A Traffic Boast to End the Year
The holidays usually mean that December is a slow traffic month around here. But after this month's series of big exclusives, we're ending 2009 with a new monthly traffic record of more than 33 million pageviews which tops McSteamy-driven August.
The secret to beating a month with a 3+ million-hit sex tape turned out to be latching onto a major story and not letting go. Ryan Tate's coverage of Facebook's privacy changes was certainly Gawker's biggest story of the month, from his warning that the social network's new "privacy controls" were really a ploy to get you to overshare to assembling a gallery of CEO Mark Zuckerberg's previously private photos. The Facebook fiasco also gave us another scoop: the first pictures of Yale secret society Skull & Bones at play at their private island (they were really boring!) courtesy Hunter Walker. Other big original pieces helping bring in new readers were: John Cook's scoop about NBC's deal with the White House partycrashers and, of course, Brian Moylan's analysis of Jersey Shore. Oh, and the addition of Richard Blakeley's Gawker.TV has helped, too.

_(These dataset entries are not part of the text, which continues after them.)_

PR #138, opened 2021-06-15
HOTFIX: Disable velocity limits on all joints

Samahu:
## Linked Issues:
| EPIC ⚡| [OCEANWATER-577 / Support for ROS Noetic](https://babelfish.arc.nasa.gov/jira/browse/OCEANWATER-577) |
| :----------- | :----------- |
| Jira Ticket 🎟️   | [OCEANWATER-705 / Arm moves very slow under ROS Melodic and Noetic](https://babelfish.arc.nasa.gov/jira/browse/OCEANWATER-705)) |
| Github :octocat:  | #136  |

## Summary of Changes
**Problem Statement:** After some recent updates made to ROS Moveit (Melodic/Noetic), the lander arm started to move very slow. This issue was probably caused by a feature in MoveIt that OceanWATERS was making use of but it wasn't functional. The feature in question basically gives users the ability to limit the speed at which joints can move. 
  
**Solution:** Disable velocity limits on all joints

## Test
* Launch the simulation
```bash
roslaunch ow atacama_y1a.launch
```
* Run any arm operation
```bash
rosservice call /arm/stow
# or
rosservice call /arm/unstow
# or
python stow_action_client.py
# ...
```
* Arm should execute the operation normally as before

PR #147, opened 2021-06-23
fixing velocity limits in both joint_limit.yamls and lander.xarco file

anjan1984:
## Linked Issues:
| EPIC ⚡| [OCEANWATER-XXX](https://babelfish.arc.nasa.gov/jira/browse/OCEANWATER-XXX) |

It's a good way to end the year, especially since Gawker's big challenge for 2010 is going to be to take on the multiplying content machines. Where we can't match them in spammy SEO-driven quantity, we can beat them with exclusive reporting and compelling arguments. The last year has shown that works for us. December 2009 traffic is almost 75% higher than our numbers in December 2008. And with 3.3 million uniques over the last month — the number that's going to be the focus starting tomorrow, per Nick Denton — Gawker's nearly doubled its audience in the past year. In all, 2009 was a pretty good year around here.